No matter how much memory you allocate beforehand, it will still be either too little or too much.
Right.
It's also true that there is no universal solution for all tasks.
True.
Just as it is true that there is no one-size-fits-all solution to every problem.
Completely indisputable.
Keep your voice down, comrade. No one is immune from mistakes, not even you. So be kind enough to point out the mistakes of others in a softer tone. I'll correct them now.
And the right option will remain a secret???
There can't be a correct variant of hash tables and hashes in principle - it all depends on the specific purpose and application conditions.
It's like making a sandwich. Maybe someone doesn't eat mayonnaise or ketchup, or he's a vegan....
But putting ketchup on the table and laying bread on it - it's kind of clear that's not the case here....
Basics on the subject for the lazy:
https://www.slideshare.net/mkurnosov/6-32402313
In reality, everything is much more complicated and is discussed in the relevant literature or in good "algorithms and data structures" courses.
In short, hash function should work firstly: quickly, secondly - there is no need to invent something very complicated, because the appearance of the same values is normally resolved within the dictionary by direct brute force. The main thing is not to have too frequent collisions, that's all. In Generic, the set of functions in the file HashFunction.mqh is responsible for the hash of functions of base types. To make sure everything is simple there, let's see how it is organized:
Integer types are either returned as is, or for short integer types not elaborate bitwise conversion operations are used. For types that don't fit into 32 digits, an exclusive or followed by a left-right join is used. For strings, also not complicated hash is calculated through direct brute force. For real numbers the bit representation is taken with union and it is used as a hash.

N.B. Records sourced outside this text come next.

PR #333, opened 2019-12-05
Enable versions in helm image tags

bery:
Add possibility to easily create, version and manage helm image versions using a single cloud build substitution.


sanastos:
LGTM, thanks for your contribution!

Dictionary-type algorithms are conventionally divided into two parts:
What is a CHashSet? It is a collection (an array in its essence) where each element is unique. For example, such a collection can contain numbers 2,5,1,7,10,15,1024. But no two numbers can be the same. It can also contain strings, real numbers and even user-defined complex types (more about that later). But for any type the rule is the same: there can not be another of the same type in the dictionary.
What is a CHashMap? It's a collection (also an array in its essence), where each element is a complex type key-value:
It's arranged almost the same way as CHashMap, but allows you to match two sets such that an element of set 1 matches an element of set 2. This is very handy stuff, allowing you to write very efficient query algorithms with an average execution time of O(1).
Later on, we'll use examples to break down the construction of some kind of correspondence.
Interestingly, any key-value dictionary naturally establishes such a non-trivial relation asone to many. For example, we have a bunch of historical orders, and a bunch of trades that were executed based on them. Each trade corresponds to only one order, but one order can correspond to multiple trades. The dictionary of such a relation can store as a key the number of a deal, and as a value, the number of the order that served to open it.